Naess Hanne Langseth, Vikane Eirik, Wehling Eike Ines, Skouen Jan Sture, Bell Rae Frances, Johnsen Lars Gunnar
Regional Trauma Center, Haukeland University Hospital, Bergen, Norway.
Department of Physical Medicine and Rehabilitation, Haukeland University Hospital, Bergen, Norway.
Arch Rehabil Res Clin Transl. 2020 Jun 25;2(4):100070. doi: 10.1016/j.arrct.2020.100070. eCollection 2020 Dec.
To perform a systematic review to assess the current scientific evidence concerning the effect of EIR for trauma patients with or without an associated traumatic brain injury.
We performed a systematic search of several electronic (Ovid MEDLINE, Embase, Cochrane Library Central Register of Controlled Trials, Cumulative Index to Nursing and Allied Health, and SveMed+) and 2 clinical trial registers (clinicaltrials.gov and International Clinical Trials Registry Platform). In addition, we handsearched reference lists from relevant studies.

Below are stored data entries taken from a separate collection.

PR #893, opened 2022-04-14
Fix quotes in shebang help

crater2150:
Replaces single quotes with backticks in the help for shebang, consistent with other help.
The single quotes cause issues with zsh completion, as they are placed in single quoted strings.

Closes #695.

PR #2118, opened 2023-05-15
Fix flaky completions for `zsh`

Jasper-M:
Quotes break zsh completions.

Or more specifically, escaped quotes `\'` seem to break completions on zsh.

### DIFF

Two review authors independently identified studies that were eligible for inclusion. The primary outcome measures were functional-related outcomes and return to work. The secondary outcome measures were length of stay in hospital, number of days on respirator, complication rate, physical and mental health measures, quality of life, and socioeconomic costs.
Four studies with a total number of 409 subjects, all with traumatic brain-associated injuries, were included in this review. The included trials varied considerably in study design, inclusion and exclusion criteria, and had small numbers of participants. All studies were judged to have at least 1 high risk of bias. We found the quality of evidence, for both our primary and secondary outcomes, low.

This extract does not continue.